Hi there! Welcome to R—great to help you get started with creating your new variable. Let's walk through two simple ways to calculate the mean of COPD and emphysema2 into a new column called lung.disease.

Method 1: Base R (no extra packages needed)

If you prefer using R's built-in functions without installing anything, you can use rowMeans() to compute the mean across rows for your target columns. This method also handles missing values (NA) if you add the na.rm = TRUE argument:

# Replace 'df' with the actual name of your data frame
df$lung.disease <- rowMeans(df[, c("COPD", "emphysema2")], na.rm = TRUE)
  • df[, c("COPD", "emphysema2")] selects just the two columns you want to average
  • rowMeans() calculates the mean row-by-row
  • na.rm = TRUE ensures that if one of the values is NA, it still computes the mean using the available value (remove this if you want NA to propagate instead)
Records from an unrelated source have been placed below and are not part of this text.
PR #651, opened 2023-04-25
Remove `cortex_` prefix from scheduler/frontend metrics

simonswine:
This is misleading and really hard to fix later, this will also require to modify some of the existing dashboards.

In my opinion, we should also rename all metrics to use the `pyroscope_` prefix


cyriltovena (approved):
LGTM

PR #654, opened 2023-04-26
Support selectors for LabelValues/LabelNames calls

simonswine:
This adds support selectors on the `LabelNames/Values` call.

This could replace the `Series` call in Explore and improve the experience with high cardinality tenants.

Also does a fair bit of refactoring to ensure we only define one Request/Response type between ingester/querier


cyriltovena (approved):
LGTM Awesome !

PR #657, opened 2023-04-26
Removes gzip compression between querier and ingester

cyriltovena:
This is causing more CPU usage and not really useful on the read path as the data is already compressed with dictionnaries.


petethepig (approved):
:+1:

PR #621, opened 2023-04-12
Use binary search in `getSeriesIndex`

hi-rustin:
Remove TODO and use the binary search here.

PR #658, opened 2023-04-26
Use binary search in `getSeriesIndex` 2.0

simonswine:
This brings back the original pr #621, with the fix for the panic.

It makes the code quite a bit more complicated at best with questionable performance gains.

I have also submitted #659 which adds test cases to cover the actual regression.

@hi-rustin how are you feeling about not merging this


hi-rustin:
> @hi-rustin how are you feeling about not merging this

Sounds good to me. It does make the code harder to understand.

PR #659, opened 2023-04-26
Add test cases for getSeriesRef

simonswine:
This are additional test cases from the PR #621, which we reverted as a hotfix.

### DIFF
--- a/pkg/phlaredb/profile_store_test.go
+++ b/pkg/phlaredb/profile_store_test.go
@@ -2,7 +2,9 @@ package phlaredb
 
 import (
 	"context"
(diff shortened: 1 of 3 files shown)


cyriltovena (approved):
LGTM

hi-rustin (approved):
Looks good to me!

I am sorry for Introducing that bug.

We may need to remove that binary search todo.

simonswine:
> Looks good to me!
> 
> I am sorry for Introducing that bug.
> 
> We may need to remove that binary search todo.

No problem at all, I also should have really caught that in the review/tests :laughing:

PR #660, opened 2023-04-26
docs: Add new client docs

Rperry2174:
Currently between Phlare and Pyroscope there exists duplicates of agents and for simplicity for users we feel like it would be best to simplify that to have **one** recommended client for each language. 

This PR eliminates the less sophisticated of the two language integrations for where two exist and brings over a new language integration for those that didn't have one in Phlare docs.


docs/sources/operators-guide/configure-agent/language-support/go.md
Rperry2174, line 1: I removed this because it felt like it didn't really align with the new structure of docs. I think anything that is in this document that we would like to keep should be moved to the `docs/sources/operators-guide/configure-agent/language-support/go_pull.md` docs.

docs/sources/operators-guide/configure-agent/language-support/go_pull.md
```diff
@@ -0,0 +1,258 @@
...
+
+## Scrape configuration
+
+Pyroscope uses exactly the same mechanisms as Prometheus does in order to ensure smooth user experience. Therefore, it
+is configured in almost identical way, and [Prometheus documentation](https://prometheus.io/docs/prometheus/latest/configuration/configuration/#scrape_config)
+can be used as a reference.
+
+If using Pyroscope you will need to add the following content to your `pyroscope/server.yml` Pyroscope config file. See the [Server config documentation](/docs/server-configuration#configuration-file) for more information on where this config is located by default on your system.
+
+If using Phlare ... TODO
```
Rperry2174, line 33: I would be fine removing the "If using Pyroscope" section above in favor of how to use pull mode and send data to phlare -- @simonswine or @cyriltovena can you help here?

docs/sources/operators-guide/configure-agent/language-support/go_push.md
```diff
@@ -0,0 +1,172 @@
...
+```
+
+Note: If you'd prefer to use Pull mode you can find those docs here.
+
+Then add the following code to your application:
+
+```go
+package main
+
+import "github.com/pyroscope-io/client/pyroscope"
```
Rperry2174, line 28: @petethepig is this still fine after moving "github.com/pyroscope-io/client/pyroscope" to grafana org?

Rperry2174:
Also not sure how to get syntax highlighting here:
image

simonswine:
> Also not sure how to get syntax highlighting here:

@Rperry2174 I think the variant of `prism.js` that we use in grafana/website has no support for Java, maybe using `javascript` is good enough, I tried to add it myself but I struggled with the different formatting I get. 

We probably need to request `java` in `grafana/website`

Rperry2174:
> > Also not sure how to get syntax highlighting here:
> 
> @Rperry2174 I think the variant of `prism.js` that we use in grafana/website has no support for Java, maybe using `javascript` is good enough, I tried to add it myself but I struggled with the different formatting I get.
> 
> We probably need to request `java` in `grafana/website`

I was able to track it down with Roberts help: https://github.com/grafana/website/blob/master/assets/js/app/prism/river_highlighting.js

Rperry2174:
> I think you should limit us in the docs to two variants:
> 
> * push: SDK sending directly to Phlare / Grafana Cloud
> * pull: Grafana Agent pulling from `pprof` endpoints and sending it to Phlare / Grafana Cloud

For now, the only sdk which supports both is Golang. I thought about this more after we talked about it and we have a considerable amount of trafic for golang-pull relative to golang-push:
image

I think if we were to only provide those users the option to use the grafana agent for pull mode then we would no longer to be able to support many people who use golang-pull (from experience, I agree, tends to be larger companies). 

I don't think it actually ends up being confusing for users because their workflow is usually:
"I want to profile" -> language -> push or pull -> "add it to my application" 

Now with grafana added to the mix that decision will likely be made _first_ before looking at language at all. So it doesn't add a bunch of permutations like this:

"I want to profile" -> language -> push or pull-pprof **or pull-grafana-agent** -> "add it to my application" 

but instead it's more like this
image

I think this way will flow with the way user think about adding profiling to their application without leaving out the purple line people from above who use the golang pull-mode but _not_ grafana agent. 

Also this will make sure as we add pull mode for other languages we will have a place to add them that is not the grafana agent. 

Basically tldr not everyone who uses pull mode will want to use the grafana agent so I think we need to keep options for those docs long term I think we should go to a structure more like this when pull and push mode (and eventually tracing integration) are all options

image

wdyt @cyriltovena @petethepig @kolesnikovae

Rperry2174:
Removed all mention of godeltaprof not sure if there's any case where someone will need to use that directly once pull mode is in grafana agent @petethepig

PR #661, opened 2023-04-27
20230427 fix kind cluster single binary

simonswine:
- fix-single-binary-deploy
- Make dashboards work for single-binary phlare


Rperry2174 (approved):
lgtm

PR #665, opened 2023-05-02
ci: run 'make fmt check' concurrently

eh-am:
format step takes ~7 minutes and tests take ~7 minutes, running them serially is quite slow

For reference:

Before:
image

After:
image


cyriltovena (approved):
LGTM

PR #667, opened 2023-05-04
Make clients options non global

hi-rustin:
Done the TODO. I think it is safe to move it into the new function.


cyriltovena (approved):
LGTM

PR #668, opened 2023-05-05
 Remove unused import and fix typo

hi-rustin:
I think `public/app/example.test.tsx` is useless. We don't have any tests now.


public/app/pages/routes.ts
```diff
@@ -1,5 +1,5 @@
 export enum ROUTES {
-  CONTINOUS_SINGLE_VIEW = '/',
+  CONTINUOUS_SINGLE_VIEW = '/',
```
eh-am, line 2: Actually since there's no "adhoc" pages, the `CONTINUOUS` prefix is not needed, so maybe we should just call it `SINGLE_VIEW`?

public/app/app.tsx
```diff
@@ -2,7 +2,7 @@ import React from 'react';
 import ReactDOM from 'react-dom/client';
 import './jquery-import';
 import { Provider } from 'react-redux';
-import store, { persistor } from './redux/store';
+import store from './redux/store';
```
eh-am, line 5: This is good, but doesn't prevent catching the same issue again. Would you mind adding a linter rule to check for unused imports?

public/app/pages/routes.ts
hi-rustin: Sounds good. Updated.

public/app/app.tsx
hi-rustin: Do you mean to use ESlint?  I am glad to add it. I will open a new pull request to introduce the ESlint as the linter.

eh-am: Added an issue here https://github.com/grafana/phlare/issues/672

Method 2: Using dplyr (tidyverse style)

If you're planning to do more data cleaning or manipulation later, the dplyr package from the tidyverse makes this syntax more readable. First, install and load the package if you haven't already:

install.packages("dplyr") # Only run this once
library(dplyr)

Then use mutate() to add the new column. You can either calculate the mean directly or use rowMeans() with across() to handle NAs:

# Option 1: Simple mean calculation (returns NA if either value is NA)
df <- df %>%
  mutate(lung.disease = (COPD + emphysema2) / 2)

# Option 2: Handle missing values gracefully
df <- df %>%
  mutate(lung.disease = rowMeans(across(c(COPD, emphysema2)), na.rm = TRUE))

Testing with your sample data

If you use the sample data you provided, running either method will give you lung.disease values of 0.309, 0.309, 0.309, 0, 0—which makes sense since all COPD values are 0, so the mean is just half of emphysema2.

Let me know if you run into any issues or have more questions as you learn R!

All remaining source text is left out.